*Task instructions*: Where a line holds the word "project", copy it from the records.

--- Data records Enclosed Below ---

PR #111, opened 2019-09-30
client: declare project as C

kaechele:
This prevents cmake from looking for a C++ compiler.

### DIFF
--- a/client/CMakeLists.txt
+++ b/client/CMakeLists.txt
@@ -1,5 +1,5 @@
 cmake_minimum_required(VERSION 2.8)
-project (tunneldigger)
+project (tunneldigger C)
 
 set(USE_LIBNL FALSE CACHE BOOL "Explicitly use libnl over libnl-tiny")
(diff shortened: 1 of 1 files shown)


RalfJung:
Hm, no, actually it's some Python thing...
```
No distributions at all found for netfilter==0.6.2 (from -r /srv/tunneldigger/broker/requirements.txt (line 1))
```
I'll have to investigate, and don't have time for that right now (and maybe this came up in some of the other PRs).

RalfJung:
@kaechele I think after a rebase, CI should be green now.

kaechele:
Seems like the CI is still not bulletproof.
But I thank you for your persistence to fix this pesky CI stuff :D

RalfJung:
Yeah, Travis has really bad network connectivity so downloading the LXC image frequently fails even with the 10 retries we are now doing...

mitar:
BTW, maybe consider using  GitHub Actions? They are available for this repo as well.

--- End of Enclosed Data records ---

*Finished exercise*:
client: declare project as C
-project (tunneldigger)
+project (tunneldigger C)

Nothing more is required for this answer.